Going to the alerts feed, I can see all of my alerts grouped by entity. Now, since I just created my alert for my MySQL server and my disk free metric, I don't expect to see it right here. But it looks like my DHCP server has had 19 different alerts in the last hour. When I click on this particular entry, I get a little bit more information about what was going on.
So it looks like my CPU system was spiking multiple points over the last hour. Currently, though, it looks like it's in a stable state, as indicated by the current severity, which is green, which means that everything is OK based on the thresholds that I have set up. However, I can investigate what was going on during this period of time to try to find a root cause.
Once I click Investigate, I'm taken immediately into the Analysis Workspace. From here, I can see an alert panel, which has all triggered instances of the alert condition over time. I can also see my thresholds. If I wanted to, I could edit my thresholds from here as well. What I really want to do is see if there is anything within my logs that give me some sort of root cause about what was happening on the server during this period of time.
Now, it looks like I have a Cron log, and let's see if that gives me any insight. And it looks like there was a couple of different log entries during this period of time. Let's go ahead and take a look at the raw bits and see if we can find anything. And it looks like there's a load test script that's running, and that's probably what's spiking my CPU usage. So I'm going to log into the server and shut down any running processes and take a look at this Cron script and see if there's anything going on that's causing it to hang up.
There are multiple ways to monitor and troubleshoot your entities with Splunk Insights for Infrastructure. One of the other ways is through the Infrastructure Overview. So going back to Investigate, I choose the Infrastructure Overview icon.

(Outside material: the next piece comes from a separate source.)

PR #1653, opened 2021-07-23
buffer: Don't update the last-access when previewing buffers.

### LINKED ISSUE #1491: Do-what-I-mean follow-mode in switch-buffer
In commit b3dcf8400d92d1fe12eb91043981b52d5bc32201 @jmercouris changed the behaviour of `switch-buffer` to not move the last buffer to the top.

The Infrastructure Overview gives you a bird's eye view of your current entities. Here I can pick a specific metric. Let's use that df free metric. And then I can look for different entities that are crossing different boundaries. I'm going to set my minimum and maximum thresholds, and then I'm going to set the threshold that I'm looking for to 25%.
And since this is a risk free metric, I want to look for anything below that number, and I want that to be marked red. And it looks like we don't have anything that has less than 25% disk free. However, I can increment this forward until I find one-- yep, there it is-- that is just below 30%.

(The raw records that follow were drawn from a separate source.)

PR #1655, opened 2021-07-23
web-mode: Use in-memory stream instead of intermediary file to displa…

Ambrevar:
…y QRcode.

@ag91 This removes a whole class of problem by not writing a file :)
Also note the use of the `with-current-html-buffer` helper, makes everything easier :)

I'm introducing new deps, namely cl-base64 and flexi-streams, but both of them are already indirect dependencies so it comes for free.

That said, if anyone has better suggestions for byte (octet) streams and base64 encoding, please share!

### DIFF
--- a/build-scripts/guix.scm
+++ b/build-scripts/guix.scm
@@ -150,6 +150,7 @@
     (inputs
      `(("alexandria" ,cl-alexandria)
        ("bordeaux-threads" ,cl-bordeaux-threads)
+       ("cl-base64" ,cl-base64)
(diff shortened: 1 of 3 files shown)


jmercouris:
Very nice, thank you :-)

ag91:
> @ag91 This removes a whole class of problems by not writing to a file :)

This is fantastic @Ambrevar ! I think I have made a new synapsis just now to connect that Nyxt treats HTML as first class presentation format and that file streams can become easily HTML. Very smart!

When I click through from this tile view into the Analysis Workspace, I can take a look at my df free metric. And since it's on a single entity, I can split this out by device, so I can see which individual devices are at most risk of running out of space in the near term. With Splunk Insights for Infrastructure, you have the ability to monitor and troubleshoot entities with both logs and metrics, collected and made usable in minutes, giving you immediate insight into your hybrid infrastructure. These tools enable you and your team to root cause problems without needing to learn any advance search languages or go through a long and cumbersome setup process.